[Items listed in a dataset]
··········
PR #4873, opened 2025-10-14
chore(l2): estimate L2 tps

xqft:
**Motivation**

To measure the maximum transactions per second that the current L2 can withstand, using a single prover with SP1 backend running on a RTX 4090.

Multiple L2 setups have been tested.

This also adds some tools used to easily test these scenarios


tooling/load_test/src/main.rs
```diff
@@ -329,87 +494,142 @@
...
+            "Load test finished. Total elapsed time: {} seconds",
+            elapsed_time.as_secs()
+        );
+        Ok(())
+    }
+}
+
+impl SubcommandGenerateGenesis {
+    pub async fn run(self) -> eyre::Result<()> {
+        println!(
```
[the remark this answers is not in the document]
xqft: non issue

xqft:
Don't merge yet, still missing a row in the measures .md

docs/l2/bench/tps.md
tomip01, line 1: All the tables have the column `Avg. batch size (blocks)` equal to 63, should we remove it and add as a comment?

ManuelBilbao (approved):

docs/l2/bench/tps.md
xqft: yes that's better, done!

tomip01 (approved):

xqft:
Don't merge this until reviewed by @mationorato

MegaRedHand (changes requested):
https://github.com/lambdaclass/ethrex/pull/4873#issuecomment-3473509524

tooling/load_test/src/main.rs
```diff
@@ -330,87 +502,142 @@ fn parse_private_key_into_local_signer(pkey: &str) -> Signer {
...
+            let (secret_key, public_key) = secp.generate_keypair(&mut rand::thread_rng());
+            let address = public_key_to_address(&public_key);
+
+            writeln!(keys_file, "{}", hex::encode(secret_key.secret_bytes()))?;
+
+            genesis.alloc.insert(
+                address,
+                GenesisAccount {
+                    code: Bytes::new(),
+                    storage: HashMap::new(),
```
ElFantasma, line 625: `GenesisAccount.storage` is `BTreeMap<U256, U256>`, but this passes `HashMap::new()`. This won't compile.

```suggestion
                    storage: Default::default(),
```
Or explicitly `BTreeMap::new()` with the appropriate import.

tooling/load_test/src/main.rs
```diff
@@ -53,28 +71,77 @@ struct Cli {
...
+
+#[derive(Parser)]
+pub struct SubcommandGenerateGenesis {
     #[arg(
-        short = 'N',
         long,
-        default_value_t = 1000,
-        help = "Number of transactions to send for each account."
+        help = "Name of the network or genesis file. Supported: mainnet, holesky, sepolia, hoodi, local-devnet-l2. Default: mainnet",
+        value_parser = clap::value_parser!(Network),
```
ElFantasma, line 92: `clap::value_parser!(Network)` requires `Network` to implement `FromStr` (or `ValueEnum`), but `Network` only has `From<&str>`. This won't compile as-is.

Either add `impl FromStr for Network` in `ethrex-config`, or use a custom value parser here, e.g.:
```rust
value_parser = |s: &str| -> Result<Network, String> { Ok(Network::from(s)) },
```

tooling/load_test/src/main.rs
```diff
@@ -247,63 +317,161 @@ async fn load_test(
...
+    }
+
+    let interval = Duration::from_secs_f64(1.0 / rate as f64);
+    let mut ticker = tokio::time::interval(interval);
+
+    let mut nonce_map = HashMap::new();
+    let mut account_index = 0;
+    let mut tasks = JoinSet::new();
+
+    loop {
```
ElFantasma, line 352: `tps_load_test` runs an infinite `loop` and never returns `Ok(())` — it can only exit via `?` propagation or a panic. This means the caller's elapsed-time printout (line ~594) is dead code when `LoadType::Tps` is selected. Consider either:
- Adding a `--duration` flag so the loop exits after a set time, or
- Printing periodic stats inside the loop (e.g., every 10s), since the final summary will never be reached.

tooling/load_test/src/main.rs
```diff
@@ -247,63 +317,161 @@ async fn load_test(
...
+                &client,
+                TxType::EIP1559,
+                dst,
+                address,
+                calldata.into(),
+                Overrides {
+                    chain_id: Some(chain_id),
+                    value,
+                    nonce: Some(current_nonce),
+                    max_fee_per_gas: Some(i64::MAX as u64),
```
ElFantasma, line 387: nit: `i64::MAX as u64` is an unusual way to express "maximum willingness to pay". Consider `u64::MAX` directly, or better yet, fetch the current base fee and apply a multiplier — this avoids potentially overpaying if the load test is ever pointed at a real network.

crates/common/config/networks.rs
```diff
@@ -58,6 +58,7 @@ impl From<&str> for Network {
             "holesky" => Network::PublicNetwork(PublicNetwork::Holesky),
             "mainnet" => Network::PublicNetwork(PublicNetwork::Mainnet),
             "sepolia" => Network::PublicNetwork(PublicNetwork::Sepolia),
+            "local-devnet-l2" => Network::LocalDevnetL2,
```
ElFantasma, line 61: The `"local-devnet-l2"` arm is added before the `GenesisPath` fallback, which is correct. However, note the comment above says "we don't allow to manually specify the local devnet genesis" — this new arm intentionally allows it for the L2 variant. Might be worth updating that comment to clarify the distinction.

ElFantasma (changes requested):
This branch is ~4 months old — please rebase on main and verify it compiles before requesting re-review or close it if it's no longer relevant

MegaRedHand:
Closing due to staleness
··········
= Exercise brief =
Scan the data above; copy every line where "clap" appears.

= Written answer =
+        value_parser = clap::value_parser!(Network),
ElFantasma, line 92: `clap::value_parser!(Network)` requires `Network` to implement `FromStr` (or `ValueEnum`), but `Network` only has `From<&str>`. This won't compile as-is.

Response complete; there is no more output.